Myanmar has always been that breezeblock tied around ASEAN’s ankle, from the 1990s up until the coup and beyond. It’s a wonder Myanmar hasn’t been expelled, given the 2007 violent crackdown on protests, the stonewalling after Cyclone Nargis, the maritime exodus of the Rohingya in 2015, to the mass ethnic cleansing two years later, and then a coup d’etat. There are also multiple salient lessons and suggestions in these final chapters for future Myanmar foreign policy formulation. More attention must be focused on a future free Myanmar engaging productively with its diverse regional neighbors, and this is a focus that the National Unity Government (NUG) and other actors should pursue immediately.
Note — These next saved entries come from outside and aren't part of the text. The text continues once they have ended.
PR #599, opened 2020-01-24
fix: url(with:) is only availale in iOS 9.0

m-colombo:
Used RSwift with SwiftUI, had to do this to make the preview works. Although I'm not sure this is the proper way of addressing the problem. (Did same PR also on XCodeEdit see https://github.com/tomlokhorst/XcodeEdit/pull/41)

### DIFF
--- a/Sources/RswiftCore/RswiftCore.swift
+++ b/Sources/RswiftCore/RswiftCore.swift
@@ -33,6 +33,7 @@ public struct RswiftCore {
     self.callInformation = callInformation
   }
 
+  @available(iOS 9.0, *)
   public func run() throws {
     do {
       let xcodeproj = try Xcodeproj(url: callInformation.xcodeprojURL)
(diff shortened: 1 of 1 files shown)


mac-cain13:
I'm not sure why this fix is necessary, since this is a change in the generator that only runs on macOS and you now add an available-annotation that is for iOS. But the generator never runs on iOS.

Are you sure you've integrated R.swift correctly into your project according to the Readme?

m-colombo:
I honestly don't know whether is my configuration wrong or it's the swiftUI preview tool.
A part from using swift package manager for both project (r.swift and r.swift.library) I followed the readme instruction, it worked both in emulator and physical device, but in the preview tool crashes.

mac-cain13:
Note that you should *NOT* add R.swift itself to your project using SPM, *only* the R.swift.library should be added as a dependency to your project.

m-colombo:
Ou ok, I saw the package.swift and I thought it was fine. Indeed importing it as a pod works. Thanks, sorry to mislead :)

PR #609, opened 2020-02-17
Only parse info and entitlements when generators are enabled

roelspruit:
This is a small change that make sure info plists and entitlement files are only parsed if the generators for those types are actually enabled. This is a workaround for an issue where URLs to entitlement files cannot be resolved at the moment.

The book is immeasurably enlivened by the author’s multiple injections of lived adventures: eating pho in Hanoi in the early 1990s, drinking whiskey in the Central Highlands of Vietnam, a reckless excursion to the Malacañang Palace while it was being looted by thousands of Filipinos, and forcing the Indonesian defense minister to confirm that, yes, Marciel is a ‘terrible singer’ at karaoke, to the promise of US aid for agricultural development in southern Shan State that provided a hopeful counterpoint to the horrors of Rakhine, and relating the tenor of intense discussions in several countries over the years on various forms of engagement. Much diplomatic history can be dry, but Marciel’s approach is to bring foreign service and the endless charms of Southeast Asia to life, its positive and disappointing elements in balance. Imperfect Partners should be mandatory reading for Foreign Service trainees in the future: it would likely flood the assignments desk with requests for postings to Jakarta, Bangkok and other capitals.
Another quality illuminating the book is Marciel’s wicked, wry, and subversive sense of humor. Not just a wicked sense of humor ‘for a diplomat’; but a genuinely bemused approach to the world that only comes from dedicating yourself to finding practical ways to improve it. Lessons delivered cover not just the long and arduous relationships between Washington and the region, but also the value of persistence, innovation, and commitment to understanding, which should ideally be at the center of modern diplomacy, as it is at the heart of this valuable book.
David Scott Mathieson is an independent analyst working on conflict, humanitarian and human rights issues in Myanmar.